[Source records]
--------------------------------

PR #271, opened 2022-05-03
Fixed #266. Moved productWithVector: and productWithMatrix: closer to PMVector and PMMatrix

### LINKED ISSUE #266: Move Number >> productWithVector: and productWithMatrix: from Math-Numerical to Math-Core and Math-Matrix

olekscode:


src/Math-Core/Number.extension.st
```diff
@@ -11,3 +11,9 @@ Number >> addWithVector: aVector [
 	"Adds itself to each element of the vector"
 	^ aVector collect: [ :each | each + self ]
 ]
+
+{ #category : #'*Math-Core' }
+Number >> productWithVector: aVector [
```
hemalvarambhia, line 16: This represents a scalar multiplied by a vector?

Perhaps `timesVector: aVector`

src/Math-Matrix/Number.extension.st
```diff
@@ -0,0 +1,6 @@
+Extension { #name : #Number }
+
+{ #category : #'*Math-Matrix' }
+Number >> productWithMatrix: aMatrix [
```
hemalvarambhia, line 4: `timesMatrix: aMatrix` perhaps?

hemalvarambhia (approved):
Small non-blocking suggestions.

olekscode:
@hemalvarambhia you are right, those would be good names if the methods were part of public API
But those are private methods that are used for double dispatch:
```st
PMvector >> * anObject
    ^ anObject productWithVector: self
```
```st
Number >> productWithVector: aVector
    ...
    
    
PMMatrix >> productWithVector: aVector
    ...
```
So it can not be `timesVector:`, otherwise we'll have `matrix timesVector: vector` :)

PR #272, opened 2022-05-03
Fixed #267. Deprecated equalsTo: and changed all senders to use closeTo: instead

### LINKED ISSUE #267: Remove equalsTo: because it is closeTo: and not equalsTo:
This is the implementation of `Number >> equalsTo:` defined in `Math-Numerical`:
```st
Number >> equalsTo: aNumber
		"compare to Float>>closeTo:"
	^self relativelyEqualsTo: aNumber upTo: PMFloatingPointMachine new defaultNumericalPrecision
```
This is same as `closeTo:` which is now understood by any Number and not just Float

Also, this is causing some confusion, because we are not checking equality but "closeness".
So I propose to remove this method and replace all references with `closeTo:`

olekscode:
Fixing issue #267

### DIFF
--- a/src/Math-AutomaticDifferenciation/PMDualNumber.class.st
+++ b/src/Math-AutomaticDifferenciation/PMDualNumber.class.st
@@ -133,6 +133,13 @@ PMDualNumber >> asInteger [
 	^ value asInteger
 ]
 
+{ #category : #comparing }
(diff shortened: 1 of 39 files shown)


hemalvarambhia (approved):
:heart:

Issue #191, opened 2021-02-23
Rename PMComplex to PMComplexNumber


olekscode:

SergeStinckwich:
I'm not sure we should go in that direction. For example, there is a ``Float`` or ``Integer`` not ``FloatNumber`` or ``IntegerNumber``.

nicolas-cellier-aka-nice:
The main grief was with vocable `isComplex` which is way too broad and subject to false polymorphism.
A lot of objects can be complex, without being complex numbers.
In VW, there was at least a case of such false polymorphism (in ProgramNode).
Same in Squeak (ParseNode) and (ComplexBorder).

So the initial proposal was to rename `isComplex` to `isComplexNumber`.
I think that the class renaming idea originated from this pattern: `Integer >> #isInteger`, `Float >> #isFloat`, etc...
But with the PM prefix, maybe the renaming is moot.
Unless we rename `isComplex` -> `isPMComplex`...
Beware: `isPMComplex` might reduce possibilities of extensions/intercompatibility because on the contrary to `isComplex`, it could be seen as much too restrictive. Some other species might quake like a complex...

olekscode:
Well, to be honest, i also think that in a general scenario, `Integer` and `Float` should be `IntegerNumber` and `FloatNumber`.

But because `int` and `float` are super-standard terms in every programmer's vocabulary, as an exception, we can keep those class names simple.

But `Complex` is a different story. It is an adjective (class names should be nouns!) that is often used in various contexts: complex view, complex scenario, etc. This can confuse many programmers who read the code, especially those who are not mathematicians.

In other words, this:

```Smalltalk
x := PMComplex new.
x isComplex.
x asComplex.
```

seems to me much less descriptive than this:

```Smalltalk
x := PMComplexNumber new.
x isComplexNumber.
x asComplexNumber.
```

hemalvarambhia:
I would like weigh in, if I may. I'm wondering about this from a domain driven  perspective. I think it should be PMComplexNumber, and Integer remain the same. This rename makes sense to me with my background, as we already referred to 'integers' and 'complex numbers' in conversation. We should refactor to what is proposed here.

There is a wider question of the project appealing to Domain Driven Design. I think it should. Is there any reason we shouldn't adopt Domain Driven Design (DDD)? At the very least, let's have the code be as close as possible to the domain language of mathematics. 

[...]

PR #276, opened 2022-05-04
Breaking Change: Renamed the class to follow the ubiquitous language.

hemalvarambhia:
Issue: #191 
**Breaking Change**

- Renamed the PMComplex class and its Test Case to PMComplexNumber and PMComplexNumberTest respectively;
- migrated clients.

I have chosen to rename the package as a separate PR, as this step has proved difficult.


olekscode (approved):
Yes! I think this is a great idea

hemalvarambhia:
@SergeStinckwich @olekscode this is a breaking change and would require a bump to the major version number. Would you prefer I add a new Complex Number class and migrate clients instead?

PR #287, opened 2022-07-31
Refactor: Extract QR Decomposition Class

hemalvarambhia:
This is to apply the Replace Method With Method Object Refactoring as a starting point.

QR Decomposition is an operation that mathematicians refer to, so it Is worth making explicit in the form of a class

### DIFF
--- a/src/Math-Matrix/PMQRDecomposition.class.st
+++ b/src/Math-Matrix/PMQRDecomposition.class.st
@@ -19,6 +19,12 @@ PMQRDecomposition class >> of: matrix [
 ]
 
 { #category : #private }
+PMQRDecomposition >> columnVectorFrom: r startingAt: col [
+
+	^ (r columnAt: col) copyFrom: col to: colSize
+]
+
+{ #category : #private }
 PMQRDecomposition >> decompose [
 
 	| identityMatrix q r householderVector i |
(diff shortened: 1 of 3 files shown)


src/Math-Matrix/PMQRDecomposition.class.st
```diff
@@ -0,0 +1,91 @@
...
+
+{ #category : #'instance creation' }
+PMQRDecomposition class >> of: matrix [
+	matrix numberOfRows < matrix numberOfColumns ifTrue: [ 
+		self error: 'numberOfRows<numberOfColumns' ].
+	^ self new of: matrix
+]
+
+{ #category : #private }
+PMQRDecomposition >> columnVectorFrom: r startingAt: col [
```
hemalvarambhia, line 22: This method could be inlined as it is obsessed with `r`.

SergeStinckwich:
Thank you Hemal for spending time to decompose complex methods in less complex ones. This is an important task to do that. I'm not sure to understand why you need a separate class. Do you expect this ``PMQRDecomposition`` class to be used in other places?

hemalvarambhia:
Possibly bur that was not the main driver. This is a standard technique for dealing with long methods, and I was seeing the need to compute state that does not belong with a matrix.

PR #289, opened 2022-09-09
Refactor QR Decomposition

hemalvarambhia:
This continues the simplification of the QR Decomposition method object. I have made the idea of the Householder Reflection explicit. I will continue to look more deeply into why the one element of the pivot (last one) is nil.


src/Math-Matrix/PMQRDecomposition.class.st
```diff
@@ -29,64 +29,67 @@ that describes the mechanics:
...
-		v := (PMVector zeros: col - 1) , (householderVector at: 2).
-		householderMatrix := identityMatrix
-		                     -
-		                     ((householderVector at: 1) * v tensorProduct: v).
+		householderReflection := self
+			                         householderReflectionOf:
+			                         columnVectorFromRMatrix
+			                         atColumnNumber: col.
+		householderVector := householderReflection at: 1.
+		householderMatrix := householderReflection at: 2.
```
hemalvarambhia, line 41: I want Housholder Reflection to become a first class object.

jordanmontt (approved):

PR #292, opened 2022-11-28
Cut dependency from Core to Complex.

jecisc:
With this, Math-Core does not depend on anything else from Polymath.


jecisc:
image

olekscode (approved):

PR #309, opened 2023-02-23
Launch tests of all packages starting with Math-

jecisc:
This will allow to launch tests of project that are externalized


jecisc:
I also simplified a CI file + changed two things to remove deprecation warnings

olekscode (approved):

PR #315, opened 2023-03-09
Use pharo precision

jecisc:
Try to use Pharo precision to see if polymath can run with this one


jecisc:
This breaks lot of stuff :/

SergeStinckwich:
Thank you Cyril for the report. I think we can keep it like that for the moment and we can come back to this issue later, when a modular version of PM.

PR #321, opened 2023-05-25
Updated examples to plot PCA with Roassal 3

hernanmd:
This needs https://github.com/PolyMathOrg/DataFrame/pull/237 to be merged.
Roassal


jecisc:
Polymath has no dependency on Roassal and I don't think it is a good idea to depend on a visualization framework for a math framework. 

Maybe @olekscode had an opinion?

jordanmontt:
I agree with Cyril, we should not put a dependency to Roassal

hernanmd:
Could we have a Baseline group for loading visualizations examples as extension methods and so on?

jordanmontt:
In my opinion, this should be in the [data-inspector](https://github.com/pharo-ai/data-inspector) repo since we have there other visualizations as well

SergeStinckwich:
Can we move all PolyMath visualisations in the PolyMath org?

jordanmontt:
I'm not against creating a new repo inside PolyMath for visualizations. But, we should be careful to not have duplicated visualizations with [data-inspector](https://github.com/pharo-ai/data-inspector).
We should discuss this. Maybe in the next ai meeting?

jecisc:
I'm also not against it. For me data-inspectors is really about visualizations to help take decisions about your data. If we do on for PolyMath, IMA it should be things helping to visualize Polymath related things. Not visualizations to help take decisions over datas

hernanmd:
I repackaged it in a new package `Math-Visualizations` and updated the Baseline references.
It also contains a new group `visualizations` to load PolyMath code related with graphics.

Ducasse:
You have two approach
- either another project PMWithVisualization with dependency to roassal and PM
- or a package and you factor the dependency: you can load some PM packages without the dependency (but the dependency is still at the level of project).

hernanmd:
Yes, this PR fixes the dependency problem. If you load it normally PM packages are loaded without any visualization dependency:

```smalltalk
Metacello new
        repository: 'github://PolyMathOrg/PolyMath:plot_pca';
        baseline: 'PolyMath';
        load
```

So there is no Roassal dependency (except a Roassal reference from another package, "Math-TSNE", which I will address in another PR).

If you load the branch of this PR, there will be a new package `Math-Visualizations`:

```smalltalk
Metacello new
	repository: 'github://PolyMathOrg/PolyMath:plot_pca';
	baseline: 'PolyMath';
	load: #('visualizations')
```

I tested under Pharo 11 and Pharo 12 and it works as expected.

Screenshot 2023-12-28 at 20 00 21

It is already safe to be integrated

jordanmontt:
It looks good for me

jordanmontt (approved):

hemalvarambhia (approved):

--------------------------------

What you should do - Lines from the records above that hold "opened" are the ones to list.

Written answer -
PR #271, opened 2022-05-03
PR #272, opened 2022-05-03
Issue #191, opened 2021-02-23
PR #276, opened 2022-05-04
PR #287, opened 2022-07-31
PR #289, opened 2022-09-09
PR #292, opened 2022-11-28
PR #309, opened 2023-02-23
PR #315, opened 2023-03-09
PR #321, opened 2023-05-25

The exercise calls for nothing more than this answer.